Llegando nos dieron la noticia: querían que mi esposa Luisa y yo fuésemos los padrinos de bautizo de Eva y Oliver, y que además aprovecharíamos para hacer el bautizo antes de regresarnos a Montreal.

Así que comenzaron los preparativos: tendríamos que hacer el curso de padrinos en la iglesia, organizar la fiesta de celebración y por supuesto, lo más importante, ir a misa en la iglesia donde tendría lugar el bautizo, y así comprarle las velas y una mantilla que el padre exigía para cada niño a la hora del bautizo.

Era martes y faltaban varios días para mi cumpleaños. El bautizo de los sobrinos sería en dos semanas, así que parecía muy lógico ir a la misa de las 6 de la tarde al día siguiente de haber llegado de viaje.

Nos sentamos en una de esas banquetas largas de la hermosa iglesia mexicana, muy bien conservada y lista para recibir a los feligreses. La mitad de las banquetas estaba llena, así que escogí una de ellas y me senté al lado de Luisa, mi esposa, mi hija Mayah Rosa, mi mamá Gladys y mi sobrina mayor Ana Sofía. Mi hermano se sentó con mi cuñada más atrás.

En medio de la misa, siento que me llaman por la espalda, llamándome por mis dos nombres: “Jesús Enrique …” ¿Y cuándo volteo a quien veo? Nada menos que una de mis mejores amigas de la universidad central de Venezuela, mi querida hermanita Mari Eugenia Sánchez, que vive en Holanda desde hace años y a quien había visto en persona en 2008, léase 12 años atrás.

Me quedé en el sitio y lo único que se me ocurrió decirle fue “¿y qué haces tú aquí vale?”

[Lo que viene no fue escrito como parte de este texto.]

PR #6741, opened 2021-07-09
Folding: Allow custom textMarkers

Billiam:
Adds a `marker` option to `foldOptions`, to complement the existing `widget` option.

The `marker` value is expected to be a function that accepts a start and end range, a widget, and boolean for `clearOnEnter`, and returns a TextMarker.

This allows customization of the text marker for inclusive/select left/right properties, custom clear behavior, overriding `clearWhenEmpty`, and can be used as an entry point for code that should be run before adding a fold.

### DIFF
--- a/addon/fold/foldcode.js
+++ b/addon/fold/foldcode.js
@@ -47,11 +47,7 @@
       myRange.clear();
       CodeMirror.e_preventDefault(e);
     });
-    var myRange = cm.markText(range.from, range.to, {
-      replacedWith: myWidget,
-      clearOnEnter: getOption(cm, options, "clearOnEnter"),
-      __isFold: true
-    });
+    var myRange = makeMarker(cm, options, range, myWidget);
     myRange.on("clear", function(from, to) {
       CodeMirror.signal(cm, "unfold", cm, from, to);
     });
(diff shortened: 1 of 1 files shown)


marijnh:
I'm not a fan of this—I don't see any reason to ever change the inclusivity of a fold marker, and adding imperative hooks when creating a marker probably won't end well. What's the specific use case that prompted this patch?

Billiam:
> What's the specific use case that prompted this patch?

Mostly, I needed an immediately-before-added and after-removed hook, and I thought that making the marker available outside of the plugin was a nice bonus.

My use case isn't common, but I've added persistent folding to markdown documents, so that any heading ending with `...` is considered "folded". To do that, I'm adding document content when the fold is created (that will get folded), and removing it when the fold is cleared.

The easiest way to do that was to change the content and alter the fold range at the last second, and to add a custom clear handler to the marker to remove that content. I may be misremembering but the unfold signal occured too late for my use.

marijnh:
Don't the `"fold"` and `"unfold"` events emitted by the foldcode addon provide a more solid way to do something like that?

marijnh:
I see, you need to change the document as a fold is taking place. Have you considered creating your own command that handles folding/unfolding, so that you can first adjust the document and _then_ fire off a fold? Working with changing coordinate systems is unfortunately not very convenient in CodeMirror 5.x.

Billiam:
Thanks. It doesn't sound like this PR is a good match, so I'll close.

PR #6746, opened 2021-07-20
[search addon] Make compatible with Trusted Types

vrana:
https://web.dev/trusted-types/ doesn't allow string innerHTML assignments. This change avoids it by using DOM instead.

### DIFF
--- a/addon/search/search.js
+++ b/addon/search/search.js
@@ -189,18 +189,50 @@
     if (state.annotate) { state.annotate.clear(); state.annotate = null; }
   });}
 
+  function el(tag, attrs) {
+    var element = document.createElement(tag);
+    for (var key in attrs) {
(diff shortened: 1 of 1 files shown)


marijnh:
This looks good, in general, but would you be open to adding a feature to `el` where you can pass children as extra arguments, so that the code gets a bit less verbose? Something like

```
for (let i = 2; i < arguments.length; i++) {
  let child = arguments[i]
  element.appendChild(typeof child == "string" ? document.createTextNode(child) : child)
}
```

vrana:
Done.

marijnh:
Merged as 68d3399294abd37, updated in 336217837414a81 (there was an undefined reference to `dialogText` in the replace code)

vrana:
Thanks.

PR #6749, opened 2021-07-21
Fix passing in Lint options that are not provided as a default.

### LINKED ISSUE #6748: Unable to provide lint.getAnnotations and lint.async config
The getAnnotations and async properties are dropped from the lint addon config. When constructing the options object in LintState, the properties are ignored because they are not represent in the defaults.

jtangelder:
Fixes #6748

Change the hasOwnProperty check to check the conf object instead of the defaults.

La abracé emocionado, viendo a mi hermano, mi esposa y mi mamá reír emocionados también, luego de ver que la sorpresa de reencontrarme con mi amiga y la trama que habían armado a mis espaldas durante un par de meses, concluyó como ellos se lo habían imaginado, en un abrazo entre hermanos, en lágrimas de felicidad, dándome así una lección que me quedaría para la vida: toca dejarse sorprender en la vida, fluir y parar de planificar y querer controlarlo todo.

Este reencuentro inesperado, entre otras cosas bellísimas que pasaron en ese viaje, ha hecho que mis 44 años sean irrepetibles, inolvidables.